Sam joins us after three-and-a-half years as politics editor at The Daily Beast and 10 years prior to that as a White House correspondent and politics editor at HuffPost. Somewhere on the way, he also co- created his own terrific podcast, built around a series of interviews with candidates who ran for office and lost. He wanted to call it "Losers," a person familiar with the deliberations informed us, but worried about how the name would affect his bookings. So he settled on “Candidate Confessional.”

Sam has racked up accolades while producing many a scoop that made his competitors envious: His work on the effects of sequestration was recognized by the Sidney Hillman Foundation, for instance. He also was the first reporter from an online outlet to ask the president a question at a White House press conference. (Video of that moment includes the extremely rare footage of a journalist nearly eating a microphone because of intense anxiety, the person familiar told POLITICO.)
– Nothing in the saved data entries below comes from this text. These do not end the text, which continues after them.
Issue #294, opened 2023-10-05
Pipeline Metadata Design Update


kjschmidt913:
_Short description_
As a consumer, I want there to be information about the pipeline so I can understand if it meets my needs.
As a publisher, I want to attach the metadata for my pipeline to my notebook so consumers can understand if it meets their needs.

# Assumptions:
1. Deliverable will be an update to the existing pipeline pydantic class
2. Use frontend designs in Figma for additional metadata fields
3. The schema is documented in the Garden documentation website

# Acceptance Criteria

Given I am on the Garden docs, when I click on `metadata schema`, then I see the correct metadata schema in an easy to understand format.

WillEngler:
Superseded by #314 and new metadata design-specific ticket that we are about to write

WillEngler:
Merged #330 and #326 with updates on models, datasets, and pipelines that I'd sketched out in the FE mocks (https://github.com/Garden-AI/garden-frontend/pull/58). Here's the current readthedocs for the Pipeline class: https://garden-ai.readthedocs.io/en/latest/Pipelines/

There's gonna be follow-up work to pipe all the data end to end, but I think we've hit the mark on updating the metadata design.

WillEngler:
Had some good follow-up conversations where we hashed out more details on the metadata. Basically we're good with the format worked out in the PRs I got in, plus the re-addition of steps. Going to mark this design phase of work as done. There are now more targeted tickets for getting the metadata flowing end to end: #334, #339, https://github.com/Garden-AI/garden-frontend/issues/61

PR #326, opened 2023-11-06
Update model and dataset metadata

WillEngler:
Part one of #294 

## Overview

This PR updates metadata related to models and datasets to match the new way we're thinking about models. (ie, we're linking to models in external model repositories. We don't need to store information on how to serialize/deserialize them ourselves.)

## Discussion

This PR makes it so that models are no longer top-level entities in our datastore. A lot of deletions follow from that. Now model metadata is stored directly in Pipeline entities rather than having a key-value lookup relationship.

## Testing

I just relied on the unit tests here.

## Documentation

The change where Pipelines now directly contain Model metadata (not just names) is reflected in the autogenerated pipeline metadata docs


OwenPriceSkelly (approved):
lgtm!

Prior to entering journalism, Sam went to school at Dartmouth College and served as press secretary for the Center for Public Integrity. After that, he attended Columbia University Graduate School of Journalism. Sam's main love used to be his dog, a beagle named Bennet. But then Sam had kids (two young boys) and—as these things go—no longer pays all that much attention to Bennet. Poor Bennet.

Sam starts Jan. 4 and will report to Blake. More announcements about the White House team coming soon, but in the meantime please give the new guy a warm POLITICO welcome -- and join us in thanking Sudeep and Cory for skillfully steering the ship these past few years.